The AI Hardware Plan is a UK Government programme to support British AI inference-chip startups, including a "first customer" pledge to buy chips meeting performance standards. It launches at London Tech Week, 9-12 June 2026.Source: RUSI speech 28 April 2026; London Tech Week confirmation
Which British AI chip companies does the government plan to buy from?
The five companies named by Liz Kendall at RUSI in April 2026 are Fractile, Olix, Lumai, Optalysys and Salience Labs. Fractile is the closest to the "first customer" shape given its SRAM in-memory compute architecture and the Anthropic chip-purchase talks.Source: RUSI speech, 28 April 2026
How does the AI Hardware Plan relate to ARIA's Scaling Compute programme?

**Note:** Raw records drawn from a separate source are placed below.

PR #90, opened 2022-01-19
Convert concept view to use the new TreeGrid

tjennison-google:


ui/src/criteria/concept.tsx
```diff
@@ -66,25 +69,21 @@ export class ConceptCriteria extends Criteria {
...
+  { key: "concept_id", width: 120, title: "Concept ID" },
+  { key: "domain_id", width: 100, title: "Domain" },
+  { key: "standard_concept", width: 180, title: "Source/Standard" },
+  { key: "vocabulary_id", width: 120, title: "Vocab" },
+  { key: "concept_code", width: 120, title: "Code" },
+];
+
+const allColumns: TreeGridColumn[] = [
+  ...fetchedColumns,
+  { key: "view_hierarchy", width: 160, title: "View Hierarchy" },
```
calbach, line 86: SHould this key be special, e.g.  an exported constant from TreeGrid? If it's not a special value, how is the TreeGrid recognizing where to put the heirarchy expansion handler?

ui/src/criteria/concept.tsx
```diff
@@ -121,101 +120,89 @@ function ConceptEdit(props: ConceptEditProps) {
...
+                    row[k] = v.boolVal;
+                  } else {
+                    row[k] = v.stringVal;
                   }
-                  return row;
-                })
-                .filter((row) => row.id !== 0);
+                }
+
+                row["standard_concept"] = !row["standard_concept"]
```
calbach, line 153: nit: stared at this for a while before correctly parsing; I think just `row["standard_concept"]` as the predicate is probably a bit clearer. I also think moving it into the above for loop might be slightly clearer to avoid the in-place modification.

ui/src/criteria/concept.tsx
```diff
@@ -121,101 +120,89 @@ function ConceptEdit(props: ConceptEditProps) {
...
+                  ? "Source"
+                  : "Standard";
+
+                children.push(id);
+                data[id] = { data: row };
+              });
             }
-            return [];
+            data.root = { children: children, data: {} };
```
calbach, line 161:
```suggestion
            data.root = { children, data: {} };
```

calbach (approved):

ui/src/criteria/concept.tsx
tjennison-google: The TreeGrid doesn't know anything about it. TreeGridData accepts a JSX.Element instead of string. It's filled in on line 134, though without a handler attached.

Something along those lines came up in one of your comments on the previous commit and I didn't think to mention this. There's overlap with prefixElements but this replaces the whole cell which would require handling the layout and formatting of the text. I think this is a good balance for what we need now but we'll see how it evolves.

ui/src/criteria/concept.tsx
tjennison-google: Done.

ui/src/criteria/concept.tsx
tjennison-google: Done.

ARIA runs a parallel £100m Scaling Compute programme with a £50m Scaling Inference Lab focused on research compute. The AI Hardware Plan addresses the commercial silicon supply layer; the SAIU addresses model-training equity. The three form a layered public capital architecture.Source: SAIU criteria publication, 16 May 2026
Why did Fractile raise $220m from NATO and the CIA before the AI Hardware Plan launched?
Fractile closed its Series B on 20 May 2026, weeks before the June London Tech Week launch, with NATO Innovation Fund and In-Q-Tel on the cap table. The round demonstrates that allied national-security capital is willing to back UK inference silicon without waiting for domestic procurement anchors.Source: Fractile Series B announcement, 20 May 2026
How does the UK's AI Hardware Plan relate to the Sovereign AI Unit?
The £1.1bn AI Hardware Plan covers the silicon supply layer beneath the Sovereign AI Unit's model-training equity, and now sits alongside DSIT's £96m Sovereign AI procurement second wave, together forming the UK's national-capability approach to AI infrastructure.